La présidente du GP-DCF, Mme Traoré Nana Sissako adresse une lettre ouverte au Premier ministre : «Le nombre des femmes dans le gouvernement de transition n’est ni juste, ni équitable, ni acceptable en démocratie»

Dans une lettre ouverte adressée au Premier ministre, Diango Cissoko, la présidente du Groupe Pivot-Droits et Citoyenneté des Femmes (GP-DCF) Mme Traoré Nana Sissako a le regret de constater que sur les 30 ministres du gouvernement de transition, les femmes ne représentent que 10%, soit 3 ministres seulement. Selon elle, cela est déplorable puisqu’il n’est ni juste, ni équitable, ni acceptable en démocratie.

Le Groupe Pivot-Droits et Citoyenneté des Femmes (GP-DCF) est un regroupement constitué de huit associations œuvrant dans le domaine de la défense et de la protection des droits de la femme. Il s’agit de l’Association des Juristes Maliennes (AJM) l’Association Malienne des Droits de l’Homme (AMDH) l’Association pour le Progrès et la Défense des Droits des Femmes (APDF) le Comité d’Action pour les Droits de l’Enfant et de la Femme (CADEF) le Collectif des Femmes du Mali (COFEM) le Forum Malien d’Appui à la Démocratie et aux Droits Humains (FOMADDH) l’Observatoire des Droits de l’Enfant et de la Femme (ODEF) et le Réseau des Femmes Africaines Ministres et Parlementaires (REFAMP-Mali).

Ce regroupement, dans une lettre ouverte signée par la présidente Mme Traoré Nana Sissako, a félicité Diango Cissoko pour le choix porté sur lui pour diriger le gouvernement de transition en cette période particulière de l’histoire du Mali. Avant de lui souhaiter plein succès et bonne réussite dans sa nouvelle mission de réunification du pays et d’organisation d’élections crédibles et transparentes.

La Présidente du GP-DCF profite de cette lettre ouverte pour déplorer la faible représentation des femmes dans le gouvernement de transition. « Nous saisissons cette occasion, monsieur le premier ministre, pour vous exprimer notre grande déception de constater que sur 30 ministres de votre gouvernement de transition, vous n’ayez accordé votre confiance qu’à trois femmes, soit 10% du nombre total des membres de l’institution. Cela ne nous parait ni juste, ni équitable, ni acceptable en démocratie, surtout si on se réfère au parcours des femmes dans notre histoire politique.
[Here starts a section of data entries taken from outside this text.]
PR #8364, opened 2022-03-07
[Function] Add compare_version function and ut

carlvinhust2012:
# Proposed changes
Add compare_version function and ut. the function will return the compared result of two version.
Issue Number: close #xxx

## Problem Summary:

1.Add compare_version function and ut.
2.add md files for this compare_version function.

## Checklist(Required)

4. Does it need to update dependencies:No

## Further comments

### DIFF
--- a/be/src/exprs/utility_functions.cpp
+++ b/be/src/exprs/utility_functions.cpp
@@ -39,4 +39,82 @@ BooleanVal UtilityFunctions::sleep(FunctionContext* ctx, const IntVal& seconds) 
     return BooleanVal(true);
 }
 
+static void convert_to_string(doris_udf::StringVal& src, std::string& str_dst) {
+    for (int i = 0; i < src.len; i++) {
+        str_dst += src.ptr[i];
+    }
+    return;
+}
+
+static BooleanVal split_string(std::string& str_src, std::vector<std::string>& str_vec_dst) {
+    std::string s;
+    std::stringstream ss;
+    ss << str_src;
+    while (std::getline(ss, s, '.')) {
+        // return when find a non-digital separated by "." , such as all.8.9 or Chinese, etc.
+        if (s.find_first_not_of("0123456789") != std::string::npos) {
+            return BooleanVal(false);
+        }
+        str_vec_dst.push_back(s);
+    }
+    return BooleanVal(true);
+}
+
+static BooleanVal compare_splitted_string(std::vector<std::string>& v1, 
+                                          std::vector<std::string>& v2,
+                                          std::string& str_op) {
+    if (v1.size() == 0 || v2.size() == 0) {
+        return BooleanVal(false);
+    }
+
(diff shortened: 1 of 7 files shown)


be/src/exprs/utility_functions.cpp
```diff
@@ -39,4 +39,82 @@ BooleanVal UtilityFunctions::sleep(FunctionContext* ctx, const IntVal& seconds)
     return BooleanVal(true);
 }
 
+static void convert_to_string(doris_udf::StringVal& src, std::string& str_dst) {
```
yangzhg, line 42: why called `convert_to_string` ？ just a concat ?

be/src/exprs/utility_functions.cpp
```diff
@@ -39,4 +39,82 @@ BooleanVal UtilityFunctions::sleep(FunctionContext* ctx, const IntVal& seconds)
...
+    for (int i = 0; i < src.len; i++) {
+        str_dst += src.ptr[i];
+    }
+    return;
+}
+
+static BooleanVal split_string(std::string& str_src, std::vector<std::string>& str_vec_dst) {
```
yangzhg, line 49: there is already have split in the util, refer to be/src/util/string_util.h or gutils

yangzhg (commented):
Why not `compare_version(ver1 , ver2)`  return 0 if equal, 1 if ver1 > ver2, -1 if ver1 < ver2 ？
In addition, there is still a lot of room for optimization in the implementation of the program

be/src/exprs/utility_functions.cpp
carlvinhust2012: just want to convert the type from 'StringVal' to 'string'.

be/src/exprs/utility_functions.cpp
carlvinhust2012: I will re-check this split function.

carlvinhust2012:
> Why not `compare_version(ver1 , ver2)` return 0 if equal, 1 if ver1 > ver2, -1 if ver1 < ver2 ？ In addition, there is still a lot of room for optimization in the implementation of the program

carlvinhust2012:
> Why not `compare_version(ver1 , ver2)` return 0 if equal, 1 if ver1 > ver2, -1 if ver1 < ver2 ？ In addition, there is still a lot of room for optimization in the implementation of the program

We discussed this approach with the business, but they still prefer to use the current approach.

carlvinhust2012:
> > Why not `compare_version(ver1 , ver2)` return 0 if equal, 1 if ver1 > ver2, -1 if ver1 < ver2 ？ In addition, there is still a lot of room for optimization in the implementation of the program

We discussed this approach with the business, but they still prefer to use the current approach.

carlvinhust2012:
the customized versions have been provided to customer, so this pr could be closed.

PR #8399, opened 2022-03-08
[improvement]avoid read bitmap index when no index works

### LINKED ISSUE #8388: [Enhancement] Avoid read index bitmap when no index is provided
### Search before asking

### Description

When a query hits index, then index bitmap is reset;
Storage layer read rows by index bitmap.
In the current implementation, even a query doesn't hit any index, storage still need to read rows by index bitmap.
This could bring two costs:
1 Read data from roaring bitmap.
2 The foreach to read rowids from roaring bitmap.

There is still optimization room for query without indexes.

### Solution

_No response_

### Code of Conduct

wangbo:
# Proposed changes

Issue Number: close #8388

## Problem Summary:

## Checklist(Required)

## Further comments

Performance test has been added, see #8388

### DIFF
--- a/be/src/olap/rowset/segment_v2/segment_iterator.cpp
+++ b/be/src/olap/rowset/segment_v2/segment_iterator.cpp
@@ -53,9 +53,18 @@ public:
 
     bool has_more_range() const { return !_eof; }
 
+    template<ReadIndexType T>
+    bool next_range(uint32_t max_range_size, uint32_t* from, uint32_t* to) {
+        if constexpr (T == READ_WITH_BITMAP) {
+            return get_next_range_with_bitmap_index(max_range_size, from, to);
+        } else if constexpr (T == READ_WITHOUT_BITMAP) {
+            return get_next_range_without_bitmap_index(max_range_size, from, to);
+        }
+    }
+
     // read next range into [*from, *to) whose size <= max_range_size.
     // return false when there is no more range.
-    bool next_range(uint32_t max_range_size, uint32_t* from, uint32_t* to) {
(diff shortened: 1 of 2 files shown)


be/src/olap/rowset/segment_v2/segment_iterator.h
```diff
@@ -45,6 +45,11 @@ class BitmapIndexIterator;
 class BitmapIndexReader;
 class ColumnIterator;
 
+enum ReadIndexType {
+    READ_WITH_BITMAP,
+    READ_WITHOUT_BITMAP,
```
zbtzbtzbt, line 50: we can remove the end `,`

be/src/olap/rowset/segment_v2/segment_iterator.cpp
```diff
@@ -76,6 +85,27 @@ class SegmentIterator::BitmapRangeIterator {
         return true;
     }
 
+    bool get_next_range_without_bitmap_index(uint32_t max_range_size, uint32_t* from, uint32_t* to) {
+        if (_curr_pos == _max_value) {
+            return false;
+        }
+        if (_curr_pos + max_range_size <= _max_value) {
```
zbtzbtzbt, line 92: should we add `_eof` like `get_next_range_with_bitmap_index()`? ( i am not sure)

wangbo: ```_eof``` is used to confirm whether reachs the end of ```roaring_read_uint32_iterator```.
If you don't use ```roaring_read_uint32_iterator```, then ```_eof``` is useless.

zbtzbtzbt: i get it

PR #8436, opened 2022-03-10
[improvement] Avoid print large string in error log

morningman:
# Proposed changes

Issue Number: close #xxx

## Problem Summary:

1. Avoid print large string in error log
    If user load a unqualified large string, the all string will be saved in error log,
    so the error log is too big that can not be shown be using `show load warnings on "url"`.
    Err: `Got packet bigger than 'max_allowed_packet' bytes`

2. Remove duplicate help doc
    Do not allow doc with same title, or error thrown when starting FE:
    `java.lang.IllegalArgumentException: Multiple entries with same key:`

## Checklist(Required)

## Further comments


EmmyMiao87 (approved):
LGTM

PR #8438, opened 2022-03-11
[Feature] [vectorized]support vectorized compaction

starocean999:
# Proposed changes

Issue Number: [#8445](https://github.com/apache/incubator-doris/issues/8445)

## Problem Summary:

support vectorized compaction

## Checklist(Required)

## Further comments


morningman:
Hi @starocean999 , thanks for your contribution.
1. Please take a look at: http://doris.incubator.apache.org/zh-CN/community/how-to-contribute/commit-format-specification.html  to change your PR title
2. Need to create an issue to describe:
    1. What problem it is?
    2. How it works?

HappenLee:
Also need a clear performance report about origin compation and vec compatcion.

be/src/vec/olap/olap_data_convertor.h
```diff
@@ -0,0 +1,256 @@
...
+// specific language governing permissions and limitations
+// under the License.
+
+#pragma once
+#include "olap/tablet_schema.h"
+#include "vec/core/block.h"
+
+namespace doris::vectorized {
+
+struct OlapFieldData {
```
HappenLee, line 24: why use value == nullpt as null value?

be/src/vec/olap/olap_data_convertor.h
```diff
@@ -0,0 +1,256 @@
...
+                    typed_column, row_pos, num_rows);
+            m_values.resize(num_rows);
+        }
+
+        const void* get_data() const override { return m_values.data(); }
+
+        OlapFieldData get_data_at(size_t offset) const override {
+            assert(offset < m_num_rows && m_num_rows == m_values.size());
+            UInt8 null_flag = 0;
+            auto null_map = get_nullmap();
```
HappenLee, line 198: each time have a virtual function call ? why not keep the `_null_map` ptr as Member variable?

be/src/vec/olap/olap_data_convertor.h
```diff
@@ -0,0 +1,256 @@
...
+                        // do nothing
+                    }
+                    ++value;
+                    ++data_cur;
+                    ++nullmap_cur;
+                }
+                assert(nullmap_cur == nullmap + m_row_pos + m_num_rows &&
+                       value == m_values.get_end_ptr());
+            } else {
+                while (data_cur != data_end) {
```
HappenLee, line 238: maybe use memcpy could be more elegant and efficient

be/src/olap/rowset/beta_rowset_writer.cpp
```diff
@@ -88,6 +88,75 @@ OLAPStatus BetaRowsetWriter::init(const RowsetWriterContext& rowset_writer_conte
...
+    refresh_segment_capacity();
+    if (UNLIKELY(segment_capacity_in_bytes < row_avg_size_in_bytes ||
+                      segment_capacity_in_rows <= 0)) {
+        // no space for another signle row, need flush now
+        RETURN_NOT_OK(_flush_segment_writer(&_segment_writer));
+        RETURN_NOT_OK(_create_segment_writer(&_segment_writer));
+        refresh_segment_capacity();
+    }
+
+    assert(segment_capacity_in_bytes > row_avg_size_in_bytes && segment_capacity_in_rows > 0);
```
Gabriel39, line 120: In extreme cases, `row_avg_size_in_bytes` could be larger than `segment_capacity_in_bytes`. In old version `add_row` function, it will be written in a single segment which contains only one row. But in this new function, it seems like this row will never be processed.

Gabriel39: Btw, size of a segment file will be at least MAX_SEGMENT_SIZE in old way however at most MAX_SEGMENT_SIZE in this new way. So I just wonder should we keep origin behavior?

be/src/olap/rowset/segment_v2/segment_writer.cpp
```diff
@@ -96,6 +102,78 @@ Status SegmentWriter::init(uint32_t write_mbytes_per_sec __attribute__((unused))
...
+    }
+    
+    _row_count += num_rows;
+    _olap_data_convertor.clear_source_content();
+    return Status::OK();
+}
+
+std::string SegmentWriter::encode_short_keys(
+        const std::vector<const void*> key_column_fields, bool null_first) {
+    size_t num_key_columns = _tablet_schema->num_short_key_columns();
```
Gabriel39, line 154: how about to remove `num_key_columns` and just use `key_column_fields.size()` instead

Le Mali a un très grand nombre de compétences féminines qui ne demandent qu’à servir leur pays » a-t-elle déclaré

Par la même occasion, Mme Traoré Nana Sissako rappelle au Chef du gouvernement que le Mali a ratifié un certain nombre de conventions, notamment les accords et traités régionaux et internationaux comme le protocole de Maputo et la déclaration solennelle des chefs d’Etat sur l’égalité homme et femme en Afrique, la Convention sur l’élimination de toutes les formes de discrimination à l’égard des femmes, les résolutions 1325, 1820, 1888, 1889 du Conseil de sécurité des Nations Unies. Sans oublier l’adoption d’une politique nationale genre en 2010, qui devrait à terme, mettre un terme aux inégalités entre homme et femme.

C’est pour toutes ces raisons, que la présidente du GP-DCF exhorte le gouvernement de transition au respect des engagements régionaux et internationaux ratifiés par le Mali en matière des droits des femmes et au renforcement de la démocratie qui ne peut se faire sans les femmes. Qui constituent, a-t-elle souligné, plus de la moitié de la population.

En dehors du gouvernement, elles peuvent et doivent servir à des postes de responsabilité dans toutes les instances de la transition pour une plus grande justice sociale, précise Mme Traoré Nana Sissako.